Her second thought was that maybe Carter didn’t know that Amanda had called Jack his shadow. Hazel glanced at the careful blankness of Jack’s face as he walked beside them and was willing to bet he’d never told his brother.

 

It made her furious to think of Jack pining away for Amanda while Amanda was right there, fluttering her eyelashes at Carter. It made her want to channel her feelings of helplessness about her own situation into punching Amanda in the stomach. It made her want to kiss Jack again—kiss him so hard that the power of that kiss drove Amanda right out of his head, kiss him so wildly that all the other guys, even Carter, would be impressed by Jack’s powers of attraction.

 

But when she imagined crossing the hall and actually doing it, she thought of the odd, pained expression Jack had worn when he pulled back from their kiss at the party.
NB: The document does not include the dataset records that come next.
PR #14, opened 2016-09-17
Preliminary high level documentation in the README

MarkEWaite:
Describes the data model and data flow, with hyperlinks to reference
implementations.

Special thanks to @p4paul for his help, and to Jesse Glick for his
description.

### DIFF
--- a/README.md
+++ b/README.md
@@ -27,3 +27,63 @@ To test in a local Jenkins instance
     mvn hpi:run
 
   [wiki]: http://wiki.jenkins-ci.org/display/JENKINS/SCM+API+Plugin
+
+# SCM API Data Model
+
+## SCMSource
+
+[SCMSource](src/main/java/jenkins/scm/api/SCMSource.java)
+[(doc)](http://javadoc.jenkins.io/plugin/scm-api/jenkins/scm/api/SCMSource.html)
+implementations provide a configuration form (as a
+[Descriptor](http://javadoc.jenkins-ci.org/hudson/model/Descriptor.html))
+for users, and define the methods for multi-branch and other advanced
+SCM concepts in Jenkins.
+
+The most crucial methods an
+[SCMSource](src/main/java/jenkins/scm/api/SCMSource.java) must
+implement are:
+
+* [retrieve(HeadObserver, TaskListener)](https://github.com/jenkinsci/scm-api-plugin/blob/c06684f6e252bd4f8ef99ab8ec6eefceed8dce45/src/main/java/jenkins/scm/api/SCMSource.java#L153) - provides HeadObserver with the Set(name, hash) of revisions to consider
+* [retrieve(SCMHead, TaskListener)](https://github.com/MarkEWaite/scm-api-plugin/blob/c06684f6e252bd4f8ef99ab8ec6eefceed8dce45/src/main/java/jenkins/scm/api/SCMSource.java#L222) - returns a single revision
+* [retrieve(String, TaskListener)](https://github.com/MarkEWaite/scm-api-plugin/blob/c06684f6e252bd4f8ef99ab8ec6eefceed8dce45/src/main/java/jenkins/scm/api/SCMSource.java#L282) - returns a single revision identified by the string value
+
+## SCMHead
+
+[SCMHead](src/main/java/jenkins/scm/api/SCMHead.java)
+[(doc)](http://javadoc.jenkins.io/plugin/scm-api/jenkins/scm/api/SCMHead.html)
+is a named tree (subversion branch, mercurial branch, git branch,
+perforce branch/stream, etc.), identified by name
+
+## SCMRevision
+
+[SCMRevision](src/main/java/jenkins/scm/api/SCMRevision.java)
+[(doc)](http://javadoc.jenkins.io/plugin/scm-api/jenkins/scm/api/SCMRevision.html)
+is a specific change in the tree (subversion revision, mercurial hash,
+git sha, perforce change, etc.) identified by a version control
+specific object.
+
+## SCMStatus
+
+SCMStatus implementations (like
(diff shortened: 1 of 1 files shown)


README.md
```diff
@@ -26,4 +26,64 @@ To test in a local Jenkins instance
...
+[(doc)](http://javadoc.jenkins.io/scm-api/jenkins/scm/api/SCMSource.html#build-jenkins.scm.api.SCMHead-jenkins.scm.api.SCMRevision)
+method returns a reference to your SCM implementation as constructed
+from user provided values (e.g. jelly provided values).  Refer to
+[mercurial](https://github.com/jenkinsci/mercurial-plugin/blob/4e9fcd772cd4a4c1264e19a175476b5e48cd1c94/src/main/java/hudson/plugins/mercurial/MercurialSCMSource.java#L142) as a reference implementation.
+
+The [getCriteria()](https://github.com/jenkinsci/scm-api-plugin/blob/c06684f6e252bd4f8ef99ab8ec6eefceed8dce45/src/main/java/jenkins/scm/api/SCMSource.java#L125)
+[(doc)](http://javadoc.jenkins.io/scm-api/jenkins/scm/api/SCMSource.html#getCriteria)
+method provides criteria (such as the presence of a Jenkinsfile in the
+root of the repository branch) used to select which branches should
+have jobs created for them.
```
p4paul: SCMSourceCriteria Implementations in:
[AbstractGitSCMSource](https://github.com/jenkinsci/git-plugin/blob/1b555c8d995413160f3eea80b3f6926e7b411369/src/main/java/jenkins/plugins/git/AbstractGitSCMSource.java#L296)

jglick:
Probably needs to overhauled in light of #17.

stephenc:
I am inclined to close this in favour of the documentation in #17

stephenc:
I think some of the content here is plain wrong. The others is perhaps duplicated with the new consumer and implementation docs.

If you still think an overview could help then we can see about reworking this to fix the wrong content... otherwise we can just close this.

@MarkEWaite WDYT?

README.md
```diff
@@ -26,4 +26,66 @@ To test in a local Jenkins instance
...
+implementations provide a configuration form (as a
+[Descriptor](http://javadoc.jenkins-ci.org/hudson/model/Descriptor.html))
+for users, and define the methods for multi-branch and other advanced
+SCM concepts in Jenkins.
+
+The most crucial methods an
+[SCMSource](src/main/java/jenkins/scm/api/SCMSource.java) must
+implement are:
+
+* [retrieve(HeadObserver, TaskListener)](https://github.com/jenkinsci/scm-api-plugin/blob/c06684f6e252bd4f8ef99ab8ec6eefceed8dce45/src/main/java/jenkins/scm/api/SCMSource.java#L153) - provides HeadObserver with the Set(name, hash) of revisions to consider
```
stephenc: Nope. Recommendation is now to implement `retrieve(criteria,observer,event,listener)` and this method is now abstract, so should be the one that IDEs suggest implementing

README.md
```diff
@@ -26,4 +26,66 @@ To test in a local Jenkins instance
...
+* [retrieve(SCMHead, TaskListener)](https://github.com/MarkEWaite/scm-api-plugin/blob/c06684f6e252bd4f8ef99ab8ec6eefceed8dce45/src/main/java/jenkins/scm/api/SCMSource.java#L222) - returns a single revision
```
stephenc: if you have implemented `getIncludes()` support as recommended in the implementation guide, then overriding this method is likely unnecessary

README.md
```diff
@@ -26,4 +26,66 @@ To test in a local Jenkins instance
...
+* [retrieve(String, TaskListener)](https://github.com/MarkEWaite/scm-api-plugin/blob/c06684f6e252bd4f8ef99ab8ec6eefceed8dce45/src/main/java/jenkins/scm/api/SCMSource.java#L282) - returns a single revision identified by the string value
```
stephenc: Implementing this is not required, but if you want a more performant implementation it can be helpful depending on the cost of getting the list of name/revision pairs

README.md
```diff
@@ -26,4 +26,66 @@ To test in a local Jenkins instance
...
+
+## SCMHead
+
+[SCMHead](src/main/java/jenkins/scm/api/SCMHead.java)
```
stephenc: Also need to note that the `SCMHead` is treated like a key, so the equals contract is special. It should be treated as a "string" with type info rather than a store of data. The mixin interfaces can put additional constraints on equality

README.md
```diff
@@ -26,4 +26,66 @@ To test in a local Jenkins instance
...
+[(doc)](http://javadoc.jenkins.io/plugin/scm-api/jenkins/scm/api/SCMHead.html)
+is a named tree (subversion branch, mercurial branch, git branch,
+perforce branch/stream, etc.), identified by name
+
+## SCMRevision
+
+[SCMRevision](src/main/java/jenkins/scm/api/SCMRevision.java)
+[(doc)](http://javadoc.jenkins.io/plugin/scm-api/jenkins/scm/api/SCMRevision.html)
+is a specific change in the tree (subversion revision, mercurial hash,
```
stephenc: specific _version of_ the tree not _change in_

README.md
```diff
@@ -26,4 +26,66 @@ To test in a local Jenkins instance
...
+git sha, perforce change, etc.) identified by a version control
+specific object.
+
+## SCMStatus
+
+SCMStatus implementations (like
```
stephenc: I provide a new recommended path for this in the implementation guide. I recommend new SCM implementations do not follow this path, rather consolidate events through the SCM API's event system

MarkEWaite:
Let's close this pull request.  The content in #17 is preferred and I don't think the overview is useful enough to rework it to remove the mistakes.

She didn’t want him ever looking at her like that again.

 

“What’s going on up there?” Ben asked, drawing her attention toward a knot of church youth-group kids gathered in front of the auditorium doors, a crowd forming around them.

 

“He just wasn’t there anymore,” Charlize Potts was saying, her arms folded over the giant slouchy Hollister sweatshirt she wore with pink jeggings, white-blond hair spilling down her back.

 

“We were out in the woods this morning before school, trying to pick up a little, you know, so the tourists don’t trip over all the bottles you losers leave out there. Pastor Kevin doesn’t want the town to be embarrassed. The coffin was empty. Smashed. Somebody finally broke into it, I guess.”

 

Hazel froze. All her other thoughts washed away.

 

“He can’t just be gone!” someone said.

 

“Someone must have stolen the body.”

 

“It’s got to be a prank.”

 

“What happened Saturday night?”

 

“Tom’s in the hospital with two broken legs. He fell down some steps, so he couldn’t have gone back out there.”

 

Hazel’s heart sped. They couldn’t be talking about what she thought they were talking about. They couldn’t be. She took a slow step closer, feeling as though she were moving through something far more solid than air. Ben’s long legs took him past her into the crowd.

 

A few moments later he glanced back at Hazel, eyes shining. She didn’t need to hear him say it, but he did, grabbing her shoulder and whispering in her ear as if he were confiding a secret, even though everyone was talking about it.

 

“He’s awake,” he said, breath ruffling her hair, his voice low and intense. “The horned boy—the prince—is free. He’s loose and he could be anywhere. We have to find him before anyone else does.”

 

“I don’t know,” Hazel said. “We don’t really do that anymore.”

 

“It’ll be like old times,” Ben said, a grin pulling at his mouth. His eyes hadn’t been that bright in years. “The lone gunfighter coming out of retirement for one last battle, trusty sidekick at the ready. And do you know why?”

 

“Because he’s our prince,” Hazel said, and felt the truth of it. They were supposed to be the ones to save him. She was supposed to be the one to save him. And maybe she and Ben would have one last adventure along the way.

 

“Because he’s our prince,” Ben echoed, the way another person might have responded to a familiar prayer with “amen.”